If it's implemented correctly, alloca
can handle this:
bool probe_stack(size_t needed_stack_frame_size) {
return NULL != alloca(needed_stack_frame_size);
};
alloca
is defined to return a void*
, and if there is not enough space on the stack, it is supposed to return NULL
. Once probe_stack
returns, the memory alloca
allocated from the stack is returned to the stack, which we can then use because the stack is not shared with anything else. Unfortunately, many implementations of alloca
never return NULL
, so this does not work on those platforms.
There are many interesting suggestions regarding fancier ways to handle stack overflow. One such proposal is to create a stack of continuations. However, implementing continuations in C++ can be tricky. Simply allocating objects on the heap instead of on the stack isn't enough. The memory where an object is allocated refers to where the data of that object is stored. Stack overflow refers to running out of the memory that a function (or method) "runs in" -- a completely separate concept. Creating a continuation in C++ requires either that the method or function in question not run in the main program stack (possibly by running in some other stack -- maybe through ucontext.h or CreateFiber
) or that the program stack be saved and cleared whenever a function is called.
People have tried to abuse setjmp/longjmp to save and restore the stack for this.

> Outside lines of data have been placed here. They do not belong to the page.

PR #164, opened 2018-09-03
pull: merge() use explicit arguments instead of a branch rule

jd:


jd:
Pull-request updated, HEAD is now 63cd2f91ed83cb08576d81b6f581714b3736d5c2

PR #171, opened 2018-09-12
stats: create a prometheus exporter

sileht:
This change removes the usage of multiprocess system of
prometheus_client. It creates a dedicated prometheus exporter instead.


sileht:
Pull-request updated, HEAD is now bb3cb45b5f3996c10480b86b0c335b336a23041e

sileht:
Pull-request updated, HEAD is now 07669311cd18cbf8e449fc367f9a96dfb0107662

PR #172, opened 2018-09-12
Revert "rules: factorize default config merge"

sileht:
This reverts commit 2832d194224370d96f24023b8e0a4bec1ef04c6c.


mkarp:
If that's related to the `Mergify configuration is invalid: required key not provided @ data['protection']['required_pull_request_reviews']['require_code_owner_reviews']` error, then thank you! :)

PR #177, opened 2018-09-13
Add prom_exporter test

sileht:
To do so, tests have been split into two directories,
a base class have been created for functional testing.


sileht:
Pull-request updated, HEAD is now 12c2ce4e326fb154f6cdde8b98a6001421cdc1a3

PR #180, opened 2018-09-14
prom-exporter: Set all Gauges at the same time

sileht:


mergify_engine/prom_exporter.py
```diff
@@ -80,7 +81,16 @@ def collect_metrics():
...
+            value = len(list(repos))
+            todo.append((c.set, (value, )))
+
+    # Prometheus can scrape data during our loop. So make it fast
+    # to ensure we always have the good values
+    INSTALLATIONS._metrics = []
+    REPOSITORY_PER_INSTALLATION._metrics = []
+    USERS_PER_INSTALLATION._metrics = []
+    for method, args in todo:
+        method(*args)
```
jd: This seems quite complicated. Why don't you just do:

```python
new_metrics = {}

<fill metric as before>

INSTALLATIONS._metrics = new_metrics
```

sileht: _metrics is a list of so complicated object.

PR #190, opened 2018-09-18
rules: use None rather a string in rebase fallback new rules

jd:


jd:
Pull-request updated, HEAD is now 35c20f5719e9fec3aed25d0c1473da2c1f86f0ea

PR #601, opened 2019-12-16
remove unused things

sileht:
* github deployment hook
* docker image


jd:
Missing mergify conf :)

PR #613, opened 2019-12-19
logs: normalize extra= for anything related to a pull request

sileht:


mergify_engine/utils.py
```diff
@@ -113,6 +125,9 @@ def setup_logging():
             ("vcr", "WARN"),
         ]
     )
+
+    github.PullRequest.PullRequest.log = property(GithubPullRequestLog)
```
jd: Why not using a standard class declaration with the decorator?

sileht: I'm a bit lazy on that one. Sometimes we use the MergifyPull, someother directly github.PullRequest(). 

I will try to remove all github.PullRequest() usage, but I'm not sure we can remove them all.

jd: Oh sorry, I read that as being `MergifyPull` and not `github.PullRequest`. As you wish. I think it'd be better to clean the code indeed, especially if we plan on removing `github.PullRequest` long term.

PR #640, opened 2020-01-04
simu: allow to just valid the configuration

sileht:


mergify_engine/web.py
```diff
@@ -216,18 +216,23 @@ def simulator():
...
+            "repository": pull_request.g_pull.base.repo.raw_data,
+            "installation": {"id": pull_request.installation_id},
+            "pull_request": pull_request.g_pull.raw_data,
+        }
+        title, summary = actions_runner.gen_summary(
+            "refresh", raw_event, pull_request, match
+        )
+    else:
+        title = "The configuration is valid"
+        summary = "Provide a pull request to get the summary."
```
jd: I'd rather return a simple `None` and leave the summary be set by the UI?

PR #643, opened 2020-01-07
Use gevent by default

sileht:


tox.ini
```diff
@@ -52,6 +52,7 @@ commands =
   pip uninstall --yes mergify-engine
   bash -c "pip freeze --exclude-editable >| requirements.txt"
   bash -c "echo '-e .' >> requirements.txt"
+  echo "Don't forget to readd extra, pipe freeze remove them."
```
jd:
```suggestion
  echo "Don't forget to re-add the extra flavors in the requirement list, pip freeze removes them."
```

jd:
I guess we forgot to regenerate the requirements for a while :D

PR #646, opened 2020-01-07
Use gevent by default

sileht:
## refactor: rework processes setups

The new processes setup is done by honcho.

celery beat is separated from celery worker.

tox -e test now deploy the same thing as production

## feat: gevent requirements setup

This change just prepare requirements and new processes setup for
gevent. But does not enable gevent yet.

Since it adds a lot of requirements, and heroku is take a lot of times
to setup them.

If we need to revert the real gevent change, requirements will not
change. And the revert will be fastest.

## feat: gevent supports only py3.7 for now.

to reuse python 3.8.1 we must wait 1.5


setup.cfg
```diff
@@ -26,7 +26,7 @@ install_requires =
     python-dotenv
```
jd: You might want to readd 3.7 to the classifiers too in this file.

PR #655, opened 2020-01-15
Log rotate every minute instead of 5 seconds

sileht:


mergify_engine/config.py
```diff
@@ -42,6 +42,7 @@ def CommaSeparatedStringList(value):
         voluptuous.Required("LOG_RATELIMIT", default=False): CoercedBool,
         voluptuous.Required("LOG_STDOUT", default=True): CoercedBool,
         voluptuous.Required("LOG_JSON_FILE", default=None): voluptuous.Any(None, str),
+        voluptuous.Required("LOG_JSON_TCP", default=None): voluptuous.Any(None, str),
```
jd:
```suggestion
```

PR #657, opened 2020-01-16
Add support to datadog logger

sileht:


sileht:
Need release of https://github.com/jd/daiquiri/pull/41 first.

However, the restrictions on setjmp
/longjmp
exist so that setjmp
doesn't actually have to save the stack. Instead, it leaves the stack in place and stores a pointer to the current position on the stack. longjmp
can only be called while this position is valid; so it never has to restore the stack.
We believe that implementing continuations in C++ introduces much more complexity than the simple bounds checking demonstrated above.